Pick out and copy every line below that has the word "class".

══ Input material ══

PR #161, opened 2018-05-21
add trading as in ru search result

tej99:
The reporting unit trading as name should be shown as well the business name. This pr adds a trading as column to the reporting units search results page.

You will need the ras party changes for the trading as names to show: https://github.com/ONSdigital/ras-party/pull/131

### DIFF
--- a/response_operations_ui/templates/reporting-units.html
+++ b/response_operations_ui/templates/reporting-units.html
@@ -40,6 +40,9 @@
                         <th scope="col" class="table--header--cell">
                             Name
                         </th>
+                        <th scope="col" class="table--header--cell">
+                            Trading as
+                        </th>
                     </tr>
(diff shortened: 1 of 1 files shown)


response_operations_ui/templates/reporting-units.html
```diff
@@ -40,18 +40,24 @@ <h1 class="jupiter">Reporting units</h1>
                         <th scope="col" class="table--header--cell">
                             Name
                         </th>
+                        <th scope="col" class="table--header--cell">
+                            Trading as
```
gemmai95: Do we still want this to appear if there is no trading as?

tej99: Yeah should just show up empty in the list of business returned.

PR #166, opened 2018-06-04
P2 load sample timeout final

madeye-matt:
Changed the behaviour of the sample upload such that a canned error is displayed in the sample section when an error occurs during upload.  A link may be clicked that will open a plain text error report in a new tab


madeye-matt:
[P2 Load sample timesout and doesn't generate samplelink record in collectionexercise](https://trello.com/c/GE1Rcz6Q/82-p2-load-sample-timesout-and-doesnt-generate-samplelink-record-in-collectionexercise)

response_operations_ui/controllers/sample_controllers.py
```diff
@@ -16,7 +16,7 @@ def upload_sample(short_name, period, file):
 
     survey_type = 'B'
     url = f'{app.config["SAMPLE_URL"]}/samples/{survey_type}/fileupload'
-    response = requests.post(url=url, auth=app.config['SAMPLE_AUTH'], files={'file': file})
+    response = requests.post(url=url, auth=app.config['SAMPLE_AUTH'], files={'file': (file.filename, file)})
```
JamesGardiner: This isn't actually posting a file, it's posting a FileStorage object. You may want to alter the part where the FileStorage object is accessed and us it's `.read()` method to read it as binary data. This will play nicely with requests content-header settings.

From the requests docs:
`Warning
It is strongly recommended that you open files in binary mode. This is because Requests may attempt to provide the Content-Length header for you, and if it does this value will be set to the number of bytes in the file. Errors may occur if you open the file in text mode.`

response_operations_ui/controllers/sample_controllers.py
```diff
@@ -33,3 +33,20 @@ def upload_sample(short_name, period, file):
                  sample_id=sample_summary['id'])
 
     return sample_summary
+
+
+def get_sample_summary(summary_uuid):
+    logger.debug('Getting sample summary', summary_uuid=summary_uuid)
```
JamesGardiner: Maybe use structlog's wrapped logger here? Not sure if this is a pattern in RAS or not... but it's used in SDX and EQ.

response_operations_ui/controllers/sample_controllers.py
```diff
@@ -33,3 +33,20 @@ def upload_sample(short_name, period, file):
...
+
+    url = f'{app.config["SAMPLE_URL"]}/samples/samplesummary/{summary_uuid}'
+    response = requests.get(url, auth=app.config['SAMPLE_AUTH'])
+
+    try:
+        response.raise_for_status()
+    except (HTTPError, RequestException):
```
JamesGardiner: We should handle 4xx and 5xx errors differently.

response_operations_ui/views/samples.py
```diff
@@ -0,0 +1,17 @@
+from flask import Blueprint, render_template, make_response
+from flask_login import login_required
+from response_operations_ui.controllers import sample_controllers
```
JamesGardiner: There should be a space between the 2nd and 3rd imports (one is a package, the other is a local module)

response_operations_ui/controllers/sample_controllers.py
jcox-dev: Frontstage uses it in most of its modules.

andrewmil: This is using the wrapped logger?
line 11 of this file `logger = wrap_logger(logging.getLogger(__name__))`

response_operations_ui/controllers/sample_controllers.py
andrewmil: If we're wanting to do this it might be a wider piece of work across the repo/multiple repos? We probably want to be consistent and there's a lot of places where we're not doing this

response_operations_ui/controllers/sample_controllers.py
JamesGardiner: Ah that makes it an easier change then 👍 cheers @andrewmil

response_operations_ui/controllers/sample_controllers.py
JamesGardiner: Yep, i've asked @nicprice for RAD's views on this

jcox-dev: @JamesGardiner worth raising a TBL for this?

response_operations_ui/views/collection_exercise.py
```diff
@@ -278,7 +279,7 @@ def _validate_sample():
         file = request.files['sampleFile']
         if not str.endswith(file.filename, '.csv'):
             logger.debug('Invalid file format uploaded', filename=file.filename)
-            error = 'Invalid file format'
+            error = 'invalid_file_format'
     else:
         logger.debug('No file uploaded')
         error = 'File not uploaded'
```
jcox-dev: @madeye-matt Does this need updating to match the new underscore format?

benjefferies:
@madeye-matt is this also going to be closed?

benjefferies:
Needs to be revisited after a review from designers

PR #167, opened 2018-06-06
SM123 close conversation

dcdarrell9:
## What has been changed
- Backend functionality has been added to [this pr in secure-message.](https://github.com/ONSdigital/ras-secure-message/pull/207)

- Added functionality for a thread to be closed and re-opened.

- When viewing a conversation there should be the option to close a conversation. This should take you to the close-conversation speedbump page which after confirming will take you back to the conversation list page with a flash message to go back to the message.

- When viewing a closed conversation you will have the option to re-open, after doing so should take you back to the conversation list page again with a flash message.

## Review
- Check that tests pass and functionality works. 

## Future
- Open/Closed tab with list of threads for each status.
- R-Ops/Frontstage to handle any errors on edge cases.


response_operations_ui/controllers/message_controllers.py
```diff
@@ -106,6 +106,34 @@ def remove_unread_label(message_id):
...
+    url = f"{current_app.config['SECURE_MESSAGE_URL']}/v2/threads/{thread_id}"
+    data = {"is_closed": True}
+
+    logger.debug("Adding closed conversation label", thread_id=thread_id)
+    response = requests.patch(url, headers={"Authorization": _get_jwt(), "Content-Type": "application/json"}, json=data)
+
+    try:
+        response.raise_for_status()
+        logger.debug("Successfully added closed conversation label", thread_id=thread_id)
+    except HTTPError:
```
JamesGardiner: I've raised an issue on other PRs around how we should be treating error codes differently (i.e. 4xx vs 5xx). I won't stop the PR on this but it's something to be aware of.

response_operations_ui/views/messages.py
```diff
@@ -195,6 +199,38 @@ def view_selected_survey(selected_survey):
...
 
 
+@messages_bp.route('/close-conversation', methods=['GET', 'POST'])
+@login_required
+def close_conversation():
+    try:
+        messages = session['messages']
+        selected_survey = session['messages_survey_selection']
+        thread_id = messages[0]['thread_id']
+    except KeyError:
```
JamesGardiner: Should these be in different try/except blocks? I'm guessing that it doesn't matter which of the three dict access calls throw KeyError which is why it is written as one block?

tests/views/test_message.py
```diff
@@ -577,3 +577,62 @@ def test_get_to_id_index_error(self):
...
+        mock_request.get(shortname_url + "/ASHE", json=ashe_info)
+        mock_request.get(url_send_message + '/count', json={"total": 1}, status_code=200)
+        mock_request.get(url_get_threads_list, json=thread_list)
+
+        response = self.app.post("/messages/close-conversation?reopen_conversation=True",
+                                 follow_redirects=True)
+
+        self.assertEqual(200, response.status_code)
+        self.assertIn("Conversation re-opened.".encode(), response.data)
+        self.assertIn("Ashe Messages".encode(), response.data)
```
JamesGardiner: New unit tests for new functions in response_operations_ui/controllers/message_controllers.py need to be added. The integration tests above are fine for the routes.

response_operations_ui/controllers/message_controllers.py
dcdarrell9: Fair point, how should we be doing this? I'm guessing it's doing the same thing everywhere?

JamesGardiner: Will be picked up in another piece of work by RAD team.

response_operations_ui/views/messages.py
JamesGardiner: Happy with the explanation for this 👍

tests/views/test_message.py
JamesGardiner: Done in e8231df 👍

response_operations_ui/views/messages.py
```diff
@@ -195,6 +199,38 @@ def view_selected_survey(selected_survey):
                                response_error=True)
 
 
+@messages_bp.route('/close-conversation', methods=['GET', 'POST'])
+@login_required
+def close_conversation():
+    try:
+        messages = session['messages']
+        selected_survey = session['messages_survey_selection']
+        thread_id = messages[0]['thread_id']
```
ajmaddaford: We shouldn't be using the session to store state across sequential requests like this. If you put `close-conversation` on `/threads/<thread_id>` - `/threads/<thread_id>/close-conversation` you'd have access to the thread id for the conversation being closed.

response_operations_ui/templates/conversation-view.html
```diff
@@ -97,11 +97,22 @@ <h1 class="saturn" name="page-messages-title">{{ subject }}</h1>
...
             </form>
-          <a href="{{ url_for('messages_bp.view_selected_survey', selected_survey=selected_survey, page=page) }}">< Back</a>
         </div>
+        {% else %}
+        <div class="panel panel--simple panel--info">
+            <div class="panel__body">
+                <p class="mars">This conversation was closed on {{ thread_data.closed_at }} by {{ thread_data.closed_by }}</p>
+            </div>
+        </div>
+        <form action="{{ url_for('messages_bp.close_conversation', thread_id=messages[0].thread_id, selected_survey=selected_survey, reopen_conversation=True) }}" method="post">
```
ajmaddaford: This form action should be on the view conversation route, rather than the close conversation route, as that is where the action takes place.

Also, selected_survey shouldn't be needed as it's handled by the conversation listing view.

response_operations_ui/views/messages.py
```diff
@@ -195,6 +199,39 @@ def view_selected_survey(selected_survey):
...
+    refined_thread = [_refine(message) for message in reversed(thread_conversation['messages'])]
+    try:
+        selected_survey = session['messages_survey_selection']
+    except KeyError:
+        logger.exception('Session unavailable')
+        selected_survey = None
+
+    if request.method == 'POST':
+        if request.args.get('reopen_conversation'):
+            message_controllers.update_close_conversation_label(thread_id=thread_id, status=False)
```
ajmaddaford: If we're re-opening a conversation we don't need to have loaded the full conversation, so we should try and do this before loading all of the messages.

response_operations_ui/templates/close-conversation.html
```diff
@@ -0,0 +1,46 @@
...
+        <dd class="">
+          {{respondent}}
+        </dd>
+      </dl>
+
+      <form action="{{ url_for('messages_bp.close_conversation', thread_id=thread_id, page=page) }}" method="post">
+        <input type="hidden" name="closed" value="True" />
+        <button class="btn btn--primary u-mt-m">Close conversation</button>
+      </form>
+      <a href="{{ url_for('messages_bp.view_conversation', thread_id=thread_id, page=page) }}#latest-message">Cancel</a>
```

═══

§ **Response below**
                         <th scope="col" class="table--header--cell">
+                        <th scope="col" class="table--header--cell">
@@ -40,18 +40,24 @@ <h1 class="jupiter">Reporting units</h1>
                         <th scope="col" class="table--header--cell">
+                        <th scope="col" class="table--header--cell">
@@ -97,11 +97,22 @@ <h1 class="saturn" name="page-messages-title">{{ subject }}</h1>
+        <div class="panel panel--simple panel--info">
+            <div class="panel__body">
+                <p class="mars">This conversation was closed on {{ thread_data.closed_at }} by {{ thread_data.closed_by }}</p>
+        <dd class="">
+        <button class="btn btn--primary u-mt-m">Close conversation</button>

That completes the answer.